Gentoo Websites Logo
Go to: Gentoo Home Documentation Forums Lists Bugs Planet Store Wiki Get Gentoo!

Bug 108842

Summary: xine-lib-1.0.3a available, solves a security bug.
Product: Gentoo Linux Reporter: Francisco Lloret <fcolloret>
Component: Current packagesAssignee: Diego Elio Pettenò (RETIRED) <flameeyes>
Status: RESOLVED INVALID    
Severity: normal    
Priority: High    
Version: unspecified   
Hardware: All   
OS: Linux   
URL: http://xinehq.de
Whiteboard:
Package list:
Runtime testing required: ---

Description Francisco Lloret 2005-10-11 02:49:08 UTC 
A security problem has been reported to us by Ulf Harnhammar from the Debian
Security Audit Project. Thanks a lot for finding this. You can read more about
this problem in our advisory, but let me summarize it for you: Nasty things can
happen simply by listening to your favorite CD. So be sure to upgrade to the
freshly released version 1.0.3a of xine-lib.
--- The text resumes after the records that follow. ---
PR #284, opened 2026-05-20
Fix empty node array gap not filling its placeholder

johannesmutter:
An empty node array's gap (`.svedit-selectable`) had no usable hit area.

## Root cause

The empty gap's selectable was sized by `min(anchor(--placeholder), anchor(--container))` and gated on the `.positioned` class. Two compounding failures:

1. **It never got `.positioned` on initial render.** `.positioned` is toggled by `sync_gap_class()`, reached via `#process_near` → `sync_gaps_around_node()` — which only inspects a node's *siblings* for a `.node-gap`. An empty array's gap is nested *inside* the `.empty-node-placeholder` as a *child*, so it was never synced; its selectable stayed collapsed at `0 × 0`.

2. **Even positioned, the anchor math collapsed it.** Where the placeholder is absolutely positioned (e.g. the Story `buttons` array), `anchor(--container …)` resolved only the start-side edges — `right`/`bottom` fell through to `auto`, and the selectable shrink-wrapped to its `<br>`: a zero-width hit area.

## Fix

An empty array's gap doesn't need anchor positioning. Anchor positioning places a gap in the whitespace *between sibling nodes*; an empty array has none. Its gap just has to fill one box — the placeholder.

- **`NodeArrayProperty.svelte`** — `.empty-node-placeholder` is now `position: relative`, making it the containing block for its gap's selectable.
- **`NodeGap.svelte`** — the empty-gap selectable fills the placeholder with `inset: 0`. No `anchor()`, so no `.positioned` gating and no anchor-resolution cost; the rule applies unconditionally.

The hit area is now exactly the placeholder — which the app already sizes (in flow, out of flow, or zero) — and `node_visibility` no longer touches the empty gap at all.

## Test plan

- [x] Empty node array on screen: its `.svedit-selectable` fills the placeholder (real size, `pointer-events: auto`).
- [x] A pointer gesture inside an empty array reaches the gap.
- [x] Works with an absolutely-positioned placeholder (Story `buttons`).
- [x] Non-empty arrays: gap positioning unchanged.

### DIFF
--- a/src/lib/NodeArrayProperty.svelte
+++ b/src/lib/NodeArrayProperty.svelte
@@ -96,11 +96,14 @@
 </svelte:element>
 
 <style>
-/* If you override this to position: absolute (e.g. so an empty array
-   doesn't occupy flow space), set position: relative on the parent
-   node-array container so left/right or inset resolve against it. */
+/* position: relative makes this the containing block for the gap's
+   .svedit-selectable, which fills it via inset:0. You may override to
+   position: absolute (e.g. so an empty array doesn't occupy flow space)
+   — still a containing block; then also set position: relative on the
+   parent node-array container so this placeholder's inset:0 resolves
+   against it. */
 	:where(.empty-node-placeholder) {
-		position: static;
+		position: relative;
 		inset: 0;
 		min-height: 40px;
 		min-width: 24px;
--- a/src/lib/NodeGap.svelte
+++ b/src/lib/NodeGap.svelte
@@ -358,12 +358,21 @@
 		min-width: calc(var(--_eg) * var(--_R));
 	}
 
-	/* Empty array: spans the outermost edges of placeholder and container. */
-	:global(.node-gap.positioned.gap-before.empty .svedit-selectable) {
-		top: min(var(--_s-t), var(--_c-t));
-		bottom: min(var(--_s-b), var(--_c-b));
-		left: min(var(--_s-l), var(--_c-l));
-		right: min(var(--_s-r), var(--_c-r));
+	/* Empty array: the gap fills its placeholder, which is this
+	   selectable's containing block (NodeArrayProperty sets it
+	   position: relative). inset:0 fills it with no anchor() — so no
+	   .positioned gating and no anchor cost. The width:auto, height:auto
+	   and pointer-events:auto override the :not(.positioned) 0×0
+	   collapse; position-visibility:always overrides the .positioned
+	   rule's anchors-visible, so a transient positioned toggle can't
+	   hide the gap. */
+	:global(.node-gap.gap-before.empty .svedit-selectable) {
+		position: absolute;
+		inset: 0;
+		width: auto;
+		height: auto;
+		pointer-events: auto;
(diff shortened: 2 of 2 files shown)


michael:
Just so I understand correctly, the issue here is related to gap positioning only, right? Because your initial code suggested that it affects selection mapping, but there's no issue regarding that right?


Diving into this topic, while testing with EW I also realized we may want to improve the situation around empty node placeholder placement. Like should it affect the layout (view/edit mode differs) or should it never affect the layout.

Created a separate issue for that: https://github.com/michael/svedit/issues/285 (to be discussed and implemented outside of this PR, not to mix things up)

johannesmutter:
previous title and message was false direction/ different symptom, not the root cause of the issue I experienced.
I added a right click event that required a click on the empty node array, but didn't resolve because of this issue.

michael:
Can you give me steps to reproduce at svedit.dev to see the issue this fixes? Once i can reproduce i will merge, unless i see regressions.

johannesmutter:
In svedit.dev inspect the svedit-selectable inside a .empty-node-placeholder. it has height and width zero. as it doesn't get a positioned class. Therefore it doesn't have any clickable area for custom events.

johannesmutter:
Screenshot 2026-05-20 002000 Svedit - A tiny library for building editable websites in Svelte@2x

michael:
Got it, thanks. In this branch the .svedit-selectable has a height now, but width is still 0. Is that alright?

image

johannesmutter:
I'm just investigating this issue. It's I think because of the absolute position the node itself has no size ... the svedit-selectable should maybe rather query the empty-node-placeholder in this case for its anchor positioning

michael:
Yes, for static empty placeholder node gaps the dimensions are correct: 

image

johannesmutter:
ok so this entire PR is looking at the wrong problem I think …

johannesmutter:
Rewrote the description — the original root-cause writeup was wrong. It pinned this on MutationObserver / hydration timing; that isn't it.

Confirmed in the browser: the empty placeholder *is* observed and `#process_near → sync_gaps_around_node` does run for it (it picks up`.in-view` / `.seen` / `.fully-in-view`). The gap is missed purely because `sync_gaps_around_node` inspects a node's *siblings*, and an empty array's gap is nested inside the placeholder as a *child*. I forgot why it is nested, but there was a very important reason for it.

johannesmutter:
Reworked — this is now a CSS fix, not a `node_visibility` one.

The earlier approach taught `node_visibility` to position the empty gap. That worked, but it left the gap's *size* still computed by the `anchor()` math — which collapsed to a zero-width hit area where the placeholder is absolutely positioned (the Story `buttons` case).

An empty array's gap doesn't need anchor positioning at all — it just has to fill its placeholder. So the fix is now: make the placeholder a containing block and fill it with `inset: 0`. No `anchor()`, no `.positioned` gating, no `node_visibility` change. Title and description updated to match.

michael:
That looks good. Merging.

Unfortunately, this will not give
you much more than a fix for this specific problem, because all the shiny new
stuff is still hidden in the not-yet-stable 1.1 series of release.

Reproducible: Always
Steps to Reproduce:
1.
2.
3.
Comment 1 Diego Elio Pettenò (RETIRED) gentoo-dev 2005-10-11 03:02:10 UTC 
See http://www.gentoo.org/security/en/glsa/glsa-200510-08.xml . 
 
Our version is already fixed, and the rest of the changes in 1.0.3a are 
relative to Windows (which is certainly not something we care about), so there 
will be no 1.0.3a version on portage.